Performance work in this repository is part of the public engineering contract. A solver optimization is not "done" because it passes semantic tests or because a benchmark still times out. It must leave executable evidence about the operational shape it changed.
This document applies to solver, routing, optimization, benchmark, ICCMA, ABA, SAT, ASP, and worker-process research.
Before implementing or salvaging a performance route, state at least one operational contract that can fail before the full benchmark gate. Good contracts include:
- bounded solver calls;
- route selection or route rejection;
- reduced residual size;
- skipped bad path;
- reduced materialization count;
- stable telemetry shape;
- calibrated wall-clock budget;
- subprocess/profiler evidence that the bottleneck moved.
Semantic correctness is still required, but it is not enough. A full benchmark may remain the final promotion gate; it must not be the first executable signal that a route is operationally hopeless.

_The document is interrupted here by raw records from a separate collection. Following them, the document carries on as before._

Issue #2183, opened 2020-03-08
Jewish Babylonian Aramaic (tmr)


RyckRichards:
* Language name: Jewish Babylonian Aramaic
* Language info: https://en.wikipedia.org/wiki/Jewish_Babylonian_Aramaic
* ISO 639-3 code: tmr
* Public List: https://tatoeba.org/eng/sentences_lists/show/9706
* Icon: https://imgur.com/a/YAzMdxi 
* Requested by: https://tatoeba.org/eng/user/profile/shekitten

PR #2184, opened 2020-03-08
Added Jewish Babylonian Aramaic

RyckRichards:
This PR solves #2183


trang:
@RyckRichards, the language icon's size is too big. Perhaps you have not resized the PNG to be 30x20 pixels before you turned it into SVG?

RyckRichards:
@trang I'm really sorry. I'm going to fix this.

RyckRichards:
@trang Fixed! Hope it's good enough :)

trang:
No problem @RyckRichards. It is fine now. As you can see, the status is green.

When you see that your commit has a red cross next to it, you can click on the cross, then on the "Details" link. Then it should tell you some information about what's wrong.

jiru:
It looks like the flag [consisted of some written text](https://imgur.com/n653OTw), but now it has been downsized to 30x20, it’s completely unreadable. I don’t think this is a good flag to represent the language.

RyckRichards:
@jiru - I've asked about a new flag suggestion

conlangbecca:
Maybe this would work better? https://imgur.com/a/YAzMdxi

jiru:
Thank you @conlangbecca! I can’t say about the meaning of the text, but it certainly looks better yes. :smiley_cat:
@RyckRichards I think we can use this new flag.

RyckRichards:
Alright!

RyckRichards:
@jiru done

Issue #2185, opened 2020-03-08
Copy button stopped working


Yorwba:
[Reported by AlanF_US on the wall](https://tatoeba.org/eng/wall/show_message/34364#!#message_34364).

PR #2187, opened 2020-03-09
Fix Copy Button

AndiPersti:
This PR addresses #2185


jiru:
Thank you so much for the quick fix, Andreas! :+1:

PR #2190, opened 2020-03-10
Remove old format for Entities

AndiPersti:
There are still a few places in the code which rely on the old CakePHP 2 Entity format.

I don't think converting to that format is necessary and thus the old format should be removed.


jiru:
Thank you very much for the cleanup, Andreas! :sun_with_face:

PR #2197, opened 2020-03-13
Lighten SQL queries and json

jiru:
This PR aims at removing unnecessary fields that are used in SQL queries and serialized as json for the initialization of Angular components.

Use the smallest executable surface that proves the intended shape:
tests/test_performance_contracts.pyfor shared calibration helpers, opt-in wall-clock smoke contracts, and route-level invariants.- Solver-specific tests next to the solver surface, for example
tests/structured/aba/for ABA route and telemetry contracts. tests/interop/for ICCMA runner behavior, timeout-row handling, and trace comparison.tests/performance_contracts.pyfor reusable budget helpers and environment variables.
Wall-clock contracts must be opt-in or calibrated. Deterministic telemetry, route predicates, solver-call counts, and residual-size contracts should run normally.

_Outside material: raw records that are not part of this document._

Issue #1558, opened 2018-06-03
Update Terms of Use


trang:

Guybrush88:
maybe also ticket #126 could be kept into consideration when updating the terms of use, imho

PR #2206, opened 2020-03-15
Announcement for coding event

trang:
This PR includes an announcement about the idea of a Tatoeba coding event.

@alanfgh @ckjpn Could you quickly review the text:

> **Tatoeba coding event**
>
> In order to get more developers involved in Tatoeba and make it fun at the same time, we got the idea of organizing a coding event. If this sounds interesting, please fill up [our survey](https://forms.gle/wyLqhcyLZxkiqn1WA).
>
> Until then, if you already wish to get involved, please read our [guide for contributing as a developer](https://github.com/Tatoeba/tatoeba2/wiki/Contributing-as-a-developer) or just [contact us](https://tatoeba.org/eng/contact). We are an open source project and we welcome everyone!

@jiru Note that the announcement will only be displayed if `Announcement.enabled` is set to `true` in the `app_local.php` config file. So this is safe to merge anytime.


alanfgh:
Here's my suggested wording:

> In order to get more developers involved in Tatoeba and have some fun at the same time, we are organizing a coding event. If this sounds interesting, please fill out our survey.
> 
> Until then, if you wish to get involved, please read our guide for contributing as a developer or just contact us. We are an open source project and we welcome everyone!

trang:
Thanks @alanfgh! The changes sound good so I'll go with that. It's a bit more assertive than intended (we are actually not sure yet if we will organize this event, it depends on the results of the survey) but it's not a bad thing.

alanfgh:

Use the calibration helper rather than hardcoding a raw timing guess:
uv run tools\perf_calibrate.py --output .\perf-calibration.json
$env:ARGUMENTATION_PERF_CALIBRATION = ".\perf-calibration.json"
$env:ARGUMENTATION_PERF_CONTRACTS = "1"
uv run pytest tests\test_performance_contracts.py -qThe helper records machine shape and median timings for small reference tasks.
tests/performance_contracts.py scales opt-in budgets from that payload and
falls back to conservative local budgets when no calibration file is supplied.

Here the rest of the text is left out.